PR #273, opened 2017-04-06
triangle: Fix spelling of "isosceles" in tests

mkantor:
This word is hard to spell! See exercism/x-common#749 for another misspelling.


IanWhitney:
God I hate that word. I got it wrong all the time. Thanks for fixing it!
* * *
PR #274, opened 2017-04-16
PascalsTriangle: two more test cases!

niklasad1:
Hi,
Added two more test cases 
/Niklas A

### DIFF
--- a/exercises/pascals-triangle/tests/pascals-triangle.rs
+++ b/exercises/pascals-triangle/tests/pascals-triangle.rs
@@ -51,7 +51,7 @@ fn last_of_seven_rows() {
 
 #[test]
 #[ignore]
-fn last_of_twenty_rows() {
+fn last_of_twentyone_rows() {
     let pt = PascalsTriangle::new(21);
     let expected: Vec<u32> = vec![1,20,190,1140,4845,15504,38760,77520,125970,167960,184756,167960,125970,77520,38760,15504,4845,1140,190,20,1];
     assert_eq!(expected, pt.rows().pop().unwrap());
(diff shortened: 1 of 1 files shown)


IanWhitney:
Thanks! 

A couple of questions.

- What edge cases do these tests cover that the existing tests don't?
==
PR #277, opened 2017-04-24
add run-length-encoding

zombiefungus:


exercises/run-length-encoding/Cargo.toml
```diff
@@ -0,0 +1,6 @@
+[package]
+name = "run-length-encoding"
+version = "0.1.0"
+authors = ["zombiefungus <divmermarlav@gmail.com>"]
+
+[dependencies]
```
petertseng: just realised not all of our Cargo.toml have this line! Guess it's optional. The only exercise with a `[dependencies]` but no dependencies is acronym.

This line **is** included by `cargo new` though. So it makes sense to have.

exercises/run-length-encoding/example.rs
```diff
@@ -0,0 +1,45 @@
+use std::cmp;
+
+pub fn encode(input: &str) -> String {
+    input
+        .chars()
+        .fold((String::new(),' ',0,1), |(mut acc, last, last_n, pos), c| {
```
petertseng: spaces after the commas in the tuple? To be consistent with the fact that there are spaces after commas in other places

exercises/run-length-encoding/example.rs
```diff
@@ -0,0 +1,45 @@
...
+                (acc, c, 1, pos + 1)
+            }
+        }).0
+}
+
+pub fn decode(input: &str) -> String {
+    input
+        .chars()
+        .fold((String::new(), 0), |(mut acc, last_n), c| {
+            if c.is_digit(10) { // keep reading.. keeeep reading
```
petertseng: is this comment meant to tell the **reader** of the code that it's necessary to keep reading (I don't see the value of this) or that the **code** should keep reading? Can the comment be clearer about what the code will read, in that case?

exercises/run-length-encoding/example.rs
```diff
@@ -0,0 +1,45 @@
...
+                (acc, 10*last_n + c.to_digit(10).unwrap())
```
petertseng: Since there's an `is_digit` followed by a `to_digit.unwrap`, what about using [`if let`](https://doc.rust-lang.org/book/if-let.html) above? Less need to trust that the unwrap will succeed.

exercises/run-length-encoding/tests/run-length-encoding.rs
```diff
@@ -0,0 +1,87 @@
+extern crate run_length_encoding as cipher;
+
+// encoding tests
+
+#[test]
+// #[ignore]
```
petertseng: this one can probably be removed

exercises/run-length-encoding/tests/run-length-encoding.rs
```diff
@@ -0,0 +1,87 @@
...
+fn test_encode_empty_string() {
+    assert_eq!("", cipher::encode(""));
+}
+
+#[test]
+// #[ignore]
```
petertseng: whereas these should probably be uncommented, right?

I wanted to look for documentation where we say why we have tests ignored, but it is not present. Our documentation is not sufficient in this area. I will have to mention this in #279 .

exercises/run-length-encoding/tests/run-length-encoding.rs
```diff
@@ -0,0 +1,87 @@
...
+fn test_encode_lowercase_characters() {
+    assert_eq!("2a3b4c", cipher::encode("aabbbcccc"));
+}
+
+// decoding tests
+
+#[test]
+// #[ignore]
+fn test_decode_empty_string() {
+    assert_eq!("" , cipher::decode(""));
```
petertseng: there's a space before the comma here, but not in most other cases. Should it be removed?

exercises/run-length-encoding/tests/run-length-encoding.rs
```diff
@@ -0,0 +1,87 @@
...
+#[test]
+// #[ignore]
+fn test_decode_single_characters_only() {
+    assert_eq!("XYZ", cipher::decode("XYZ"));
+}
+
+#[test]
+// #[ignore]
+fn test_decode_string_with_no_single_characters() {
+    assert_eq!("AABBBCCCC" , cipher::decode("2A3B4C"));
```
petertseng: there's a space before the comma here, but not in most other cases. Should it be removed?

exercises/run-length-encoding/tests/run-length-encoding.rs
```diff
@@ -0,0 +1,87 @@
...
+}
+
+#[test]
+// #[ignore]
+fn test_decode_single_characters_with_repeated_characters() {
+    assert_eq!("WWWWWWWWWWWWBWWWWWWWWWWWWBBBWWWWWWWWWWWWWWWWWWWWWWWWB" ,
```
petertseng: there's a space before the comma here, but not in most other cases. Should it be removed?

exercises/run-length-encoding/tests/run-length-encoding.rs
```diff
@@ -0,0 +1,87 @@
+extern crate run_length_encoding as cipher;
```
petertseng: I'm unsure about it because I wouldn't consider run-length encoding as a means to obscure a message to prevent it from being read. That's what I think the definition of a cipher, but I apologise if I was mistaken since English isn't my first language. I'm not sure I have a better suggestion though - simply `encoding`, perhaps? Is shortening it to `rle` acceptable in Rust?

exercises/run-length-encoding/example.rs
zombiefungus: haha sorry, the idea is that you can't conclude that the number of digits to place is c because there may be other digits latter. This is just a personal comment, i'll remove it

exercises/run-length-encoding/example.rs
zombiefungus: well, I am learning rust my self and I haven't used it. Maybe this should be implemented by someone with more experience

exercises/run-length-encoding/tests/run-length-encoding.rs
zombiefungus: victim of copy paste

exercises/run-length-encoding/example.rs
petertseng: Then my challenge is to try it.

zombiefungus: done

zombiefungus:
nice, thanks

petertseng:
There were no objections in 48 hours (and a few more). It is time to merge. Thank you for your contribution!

> _EXERCISE_:
Return, with no change at all, every line in the entries above from the line containing "PR #273, opened 2017-04-06" through the line containing "God I hate that".

> _TASK OUTPUT_:
PR #273, opened 2017-04-06
triangle: Fix spelling of "isosceles" in tests

mkantor:
This word is hard to spell! See exercism/x-common#749 for another misspelling.


IanWhitney:
God I hate that word. I got it wrong all the time. Thanks for fixing it!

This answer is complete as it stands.